The decrease resulted from a reduction of cash equivalents held for investment
due to the NPLI Acquisition and other acquisition activities.  Other income
decreased from $323,846 in 1995 to $4,169 in 1996.  The decrease in other income
was primarily due to the receipt during 1995 of a non-reoccurring settlement of
a lawsuit in which LSI was the plaintiff.  Income from continuing operations,
after provision for income taxes, increased from $674,560 in 1995 to $688,505 in
1996, a 2.1 percent increase.  Income per share of common stock from continuing
operations on a primary basis was $.21 ($.17 per share on a fully diluted basis)
in 1996, compared to net income per share of common stock on a primary basis of
$.20 ($.17 per share on a fully diluted basis) in 1995.

          During the fourth quarter of 1996, the clinical testing and analysis
operation conducted by NPLI was discontinued, which resulted in a loss from
discontinued operation of $500,636 (after giving effect to the associated tax
benefit of $257,904) and a loss on disposal of the clinical business of $773,580
(after giving effect to the associated tax benefit of $489,420), which resulted
in a net loss from continued and discontinued operations of $585,711.  Net loss
from continued and discontinued operations per share of common stock on a
primary basis was $.18 and $.15 per share of common stock on a fully diluted
basis.

                                     -29-
<PAGE>
 
          Pro Forma Effect of Stock-Based Compensation

          The Company has historically used options to retain and compensate its
officers, directors, employees and others.  During 1996 and 1995, the Company
granted 310,000 stock options for the purchase of the Common Stock of LSAI to
certain officers, directors,  employees and others.  In accordance with
Accounting Principles Board Opinion No. 25, the compensation cost of such stock
options is not recognized in the consolidated financial statements of the
Company.  The outstanding stock options granted in 1996 and 1995 had an
estimated fair value at the date of grant of the options of $134,250, utilizing
the methodology prescribed under SFAS No. 123, Accounting for Stock-Based
Compensation.

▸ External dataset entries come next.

PR #1187, opened 2024-10-10
[IFT] Add code gen definitions for GlyphKeyed patches

garretrieger:
Second patch format for IFT, see: https://w3c.github.io/IFT/Overview.html#glyph-keyed

### DIFF
--- a/read-fonts/src/tables/ift.rs
+++ b/read-fonts/src/tables/ift.rs
@@ -77,6 +77,41 @@ impl U8Or16 {
 }
 
 #[derive(Clone, Copy, Debug, PartialEq, Eq)]
+pub struct U16Or24(u32);
+
+impl ReadArgs for U16Or24 {
+    type Args = GlyphKeyedFlags;
+}
+
+impl ComputeSize for U16Or24 {
+    fn compute_size(flags: &GlyphKeyedFlags) -> Result<usize, ReadError> {
+        // See: https://w3c.github.io/IFT/Overview.html#glyph-keyed-patch-flags
+        Ok(if flags.contains(GlyphKeyedFlags::WIDE_GLYPH_IDS) {
+            3
+        } else {
+            2
+        })
+    }
+}
+
+impl FontReadWithArgs<'_> for U16Or24 {
+    fn read_with_args(data: FontData<'_>, flags: &Self::Args) -> Result<Self, ReadError> {
+        if flags.contains(GlyphKeyedFlags::WIDE_GLYPH_IDS) {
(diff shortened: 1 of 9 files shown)


read-fonts/src/tables/ift.rs
```diff
@@ -193,6 +228,92 @@ impl<'a> Iterator for GidToEntryIter<'a> {
...
+impl<'a> GlyphPatches<'a> {
+    /// Returns an iterator over the per glyph data for the table with the given index.
+    pub fn glyph_data_for_table(
+        &'a self,
+        table_index: u32,
+    ) -> impl Iterator<Item = Result<(GlyphId, &'a [u8]), ReadError>> {
+        let glyph_count = self.glyph_count() as usize;
+        let start_index = table_index as usize * glyph_count;
+        let start_it = self.glyph_data_offsets().iter().skip(start_index);
+        let end_it = self.glyph_data_offsets().iter().skip(start_index + 1);
```
cmyr, line 240: I wonder if `skip` is smart enough in this instance to avoid actually doing a linear scan, and just compiles down to `self.glyph_data_offsets()[start_index..].iter()`?

resources/codegen_inputs/ift.rs
```diff
@@ -250,4 +251,47 @@ table TablePatch {
...
+/// [GlyphPatches](https://w3c.github.io/IFT/Overview.html#glyphpatches)
+#[read_args(flags: GlyphKeyedFlags)]
+table GlyphPatches {
+  glyph_count: u32,
+  table_count: u8,
+
+  #[count($glyph_count)]
+  #[read_with($flags)]
+  #[traverse_with(skip)]
+  #[compile(skip)] // TODO remove this once write fonts side is implemented.
```
cmyr, line 284: are we trying to compile this table? If not maybe it makes more sense to skip the whole table, instead of generating write-fonts code that is going to be incorrect. You can add `#[skip_font_write]` to skip just this table, although it might also break other tables that reference it..

cmyr (approved):
one concern about a broken `FontWrite` impl, but otherwise looks good, nice to see you seemingly already quite comfortable with the dustier corners of codegen.

resources/codegen_inputs/ift.rs
garretrieger: In this first pass I'm not going to implement compilation, but I will be adding eventually. So far I've just been using #[compile(skip)] on anything that causes any issues with the plan being to go back and fix it all up once I get to implementing compilation.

After giving effect to the estimated fair value of such options,
the Company had a net pro forma loss of $673,516 ($.20 per common share on a
primary basis and $.17 per common share on a fully diluted basis) for the year
ended December 31, 1996, and had a net pro forma income of $614,771 ($.19 per
common share on a primary basis and $.16 per common share on a fully diluted
basis) for the year ended December 31, 1995.
    
          Accounting Standards Issued But Not Yet Adopted     
    
          In March 1997, The Financial Accounting Standards Board ("FASB") 
issued Statement of Financial Accounting Standards ("SFAS") No. 128, "Earnings 
Per Share," which specifies the computation, presentation, and disclosure 
requirements for earnings per share. This statement is effective for financial 
statements of the Company for the year ending December 31, 1997. Management 
believes that adoption of SFAS No. 128 will not have a material effect on the 
Company's financial statements, other than the disclosure related to the 
computation, presentation and disclosure of earnings per share.     
    
          In February 1997, FASB issued SFAS No. 129, "Disclosure of Information
about Capital Structure," which establishes standards for disclosure of capital 
structure. This statement is effective for financial statements of the Company 
for the year ending December 31, 1997. Management believes that adoption of SFAS
No. 129 will not have a material effect on the Company's financial 
statements.     
    
          In June 1997, FASB issued SFAS No. 130, "Reporting Comprehensive 
Income," which requires the reporting of all items of income that are recognized
under accounting standards as components of comprehensive income, consisting of 
both net income and those items that bypass the income statement and are 
reported in the balance within a separate component of stockholders' equity, be 
reported in a financial statement and displayed with the same prominence as 
other financial statements. This statement is effect for financial statements of
the Company for the year ending December 31, 1998. Management of the Company 
believes that adoption of SFAS No. 130 will not have a material effect on the 
Company's financial statements.     
    
          Furthermore, in June 1997, FASB issued SFAS No. 131, "Disclosures 
about Segments of an Enterprises and Related Information," which modifies 
segment reporting requirements and establishes certain criteria for reporting 
disclosures concerning a company's products and services, geographic areas and 
major customers in annual and interim financial statements. This statement is 
effect for financial statements of the Company for the year ending December 31, 
1998. Management of the Company believes that adoption of SFAS No. 131 will not 
have a material effect on the Company's financial statements, other than 
possibly the disclosure related to the Company's services, geographic service, 
area and major customers.     

          Quarterly Results of Operations

          LSI's operations are affected by seasonal trends to which drug testing
laboratories are generally subject.  In LSI's experience, testing volume tends
to be higher in the second calendar quarter and lower in the winter-holiday
season and the beginning of the first calendar quarter primarily due to hiring
patterns which affect pre-employment drug testing.  Because the general and
administrative expenses associated with maintaining and adding to LSI's testing
work force are relatively fixed over the short term, LSI's margins tend to
increase in periods of higher testing volume and decrease in periods of lower
testing volume.  These effects are not always apparent because of the impact and
timing of the startup of new businesses and other factors such as the timing and
amount of price increases or decreases.  Nevertheless, LSI's results of
operations for a particular quarter may not be indicative of the results to be
expected during other quarters.

          Income Taxes
    
          The provisions for accrued income taxes on pretax income were based on
the effective combined federal and state graduated corporate income tax rates of
approximately 40 percent for the six months ended June 30, 1997, 43 percent
for 1996, and 41 percent for 1995.  Income tax expenses during the six months
ended June 30, 1997 and for the years ended December 31, 1996 and 1995 were
$449,243, $527,171, and $474,405,  respectively.     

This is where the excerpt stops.